WHAT THE TASK ASKS
Report only the number of lines in the following entries where the word "Timed" occurs.

INFORMATION PROVIDED
************

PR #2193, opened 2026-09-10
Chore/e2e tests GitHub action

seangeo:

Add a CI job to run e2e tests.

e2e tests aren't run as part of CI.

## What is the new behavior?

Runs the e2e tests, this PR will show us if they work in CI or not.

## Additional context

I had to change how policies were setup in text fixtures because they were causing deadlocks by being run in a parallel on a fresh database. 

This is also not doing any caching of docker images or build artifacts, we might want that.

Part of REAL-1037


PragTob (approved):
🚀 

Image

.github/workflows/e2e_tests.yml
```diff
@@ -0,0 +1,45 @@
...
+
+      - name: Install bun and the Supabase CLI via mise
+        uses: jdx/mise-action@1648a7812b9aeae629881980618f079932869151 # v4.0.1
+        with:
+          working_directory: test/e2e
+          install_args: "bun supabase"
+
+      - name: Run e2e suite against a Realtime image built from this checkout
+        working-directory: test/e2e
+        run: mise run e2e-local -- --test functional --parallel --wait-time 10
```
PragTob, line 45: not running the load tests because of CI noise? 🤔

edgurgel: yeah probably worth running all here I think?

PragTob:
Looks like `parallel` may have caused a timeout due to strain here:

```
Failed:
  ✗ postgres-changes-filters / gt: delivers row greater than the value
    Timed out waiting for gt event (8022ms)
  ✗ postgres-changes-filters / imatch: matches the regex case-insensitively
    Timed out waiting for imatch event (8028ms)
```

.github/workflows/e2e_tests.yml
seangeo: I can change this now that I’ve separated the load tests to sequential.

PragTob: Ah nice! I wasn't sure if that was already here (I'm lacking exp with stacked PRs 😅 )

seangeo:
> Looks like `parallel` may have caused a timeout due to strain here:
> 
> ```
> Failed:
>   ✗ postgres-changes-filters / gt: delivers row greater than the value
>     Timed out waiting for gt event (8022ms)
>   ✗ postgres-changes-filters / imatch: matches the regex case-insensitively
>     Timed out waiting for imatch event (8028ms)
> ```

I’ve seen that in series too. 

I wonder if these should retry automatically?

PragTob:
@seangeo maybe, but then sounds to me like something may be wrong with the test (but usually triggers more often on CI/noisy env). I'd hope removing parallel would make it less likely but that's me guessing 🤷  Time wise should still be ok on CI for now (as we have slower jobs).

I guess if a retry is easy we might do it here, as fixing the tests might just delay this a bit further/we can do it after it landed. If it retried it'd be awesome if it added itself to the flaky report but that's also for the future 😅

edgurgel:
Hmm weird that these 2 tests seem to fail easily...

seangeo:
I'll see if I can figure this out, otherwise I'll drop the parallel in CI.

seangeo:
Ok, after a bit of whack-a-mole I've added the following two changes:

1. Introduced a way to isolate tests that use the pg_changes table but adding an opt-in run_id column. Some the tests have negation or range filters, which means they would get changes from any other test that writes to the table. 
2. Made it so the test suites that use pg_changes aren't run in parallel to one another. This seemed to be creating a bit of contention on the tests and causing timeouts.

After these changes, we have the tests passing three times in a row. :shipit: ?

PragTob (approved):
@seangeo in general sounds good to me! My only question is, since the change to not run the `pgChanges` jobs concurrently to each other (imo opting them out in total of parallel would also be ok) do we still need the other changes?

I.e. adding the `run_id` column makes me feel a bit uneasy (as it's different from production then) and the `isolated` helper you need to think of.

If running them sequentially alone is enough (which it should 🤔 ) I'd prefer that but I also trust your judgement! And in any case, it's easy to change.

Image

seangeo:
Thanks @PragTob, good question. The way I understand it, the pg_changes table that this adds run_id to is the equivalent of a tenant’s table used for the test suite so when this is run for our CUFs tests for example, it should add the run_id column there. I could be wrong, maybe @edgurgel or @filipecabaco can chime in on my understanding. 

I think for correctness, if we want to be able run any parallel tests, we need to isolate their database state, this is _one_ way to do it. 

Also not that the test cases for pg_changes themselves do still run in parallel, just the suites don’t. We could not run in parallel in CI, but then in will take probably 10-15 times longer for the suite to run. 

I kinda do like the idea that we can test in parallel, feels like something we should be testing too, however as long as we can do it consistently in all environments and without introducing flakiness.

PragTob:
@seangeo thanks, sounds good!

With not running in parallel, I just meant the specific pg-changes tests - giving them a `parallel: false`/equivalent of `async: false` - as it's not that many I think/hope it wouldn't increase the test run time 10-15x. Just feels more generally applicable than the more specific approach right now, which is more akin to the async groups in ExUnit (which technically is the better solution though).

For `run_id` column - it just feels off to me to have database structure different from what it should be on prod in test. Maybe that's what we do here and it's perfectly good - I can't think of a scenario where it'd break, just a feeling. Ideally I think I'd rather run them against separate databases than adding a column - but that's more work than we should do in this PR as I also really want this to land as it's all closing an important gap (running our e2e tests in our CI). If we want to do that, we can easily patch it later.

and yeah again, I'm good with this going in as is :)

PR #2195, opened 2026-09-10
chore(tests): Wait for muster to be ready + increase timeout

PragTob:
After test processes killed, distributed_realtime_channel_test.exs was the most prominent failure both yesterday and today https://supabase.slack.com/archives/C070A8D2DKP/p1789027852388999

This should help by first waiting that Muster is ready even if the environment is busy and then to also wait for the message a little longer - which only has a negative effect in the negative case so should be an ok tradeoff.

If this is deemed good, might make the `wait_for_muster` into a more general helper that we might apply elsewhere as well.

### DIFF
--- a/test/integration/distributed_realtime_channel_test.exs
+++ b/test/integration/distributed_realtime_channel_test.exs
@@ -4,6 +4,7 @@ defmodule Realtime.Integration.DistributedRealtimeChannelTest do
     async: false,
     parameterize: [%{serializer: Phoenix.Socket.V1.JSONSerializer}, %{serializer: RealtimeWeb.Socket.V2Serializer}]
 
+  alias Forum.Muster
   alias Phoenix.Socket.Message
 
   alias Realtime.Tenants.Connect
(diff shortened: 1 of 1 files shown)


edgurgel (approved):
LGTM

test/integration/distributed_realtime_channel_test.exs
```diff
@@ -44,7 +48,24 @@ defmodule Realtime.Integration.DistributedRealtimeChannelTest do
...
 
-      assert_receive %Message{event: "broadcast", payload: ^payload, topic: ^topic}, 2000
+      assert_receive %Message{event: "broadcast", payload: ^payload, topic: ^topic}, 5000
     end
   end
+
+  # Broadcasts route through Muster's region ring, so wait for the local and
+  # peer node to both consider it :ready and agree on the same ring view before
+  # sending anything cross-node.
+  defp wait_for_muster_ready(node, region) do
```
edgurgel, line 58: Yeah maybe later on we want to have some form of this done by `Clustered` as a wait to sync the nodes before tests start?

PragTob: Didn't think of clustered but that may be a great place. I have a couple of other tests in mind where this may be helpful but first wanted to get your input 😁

************

RESPONSE
4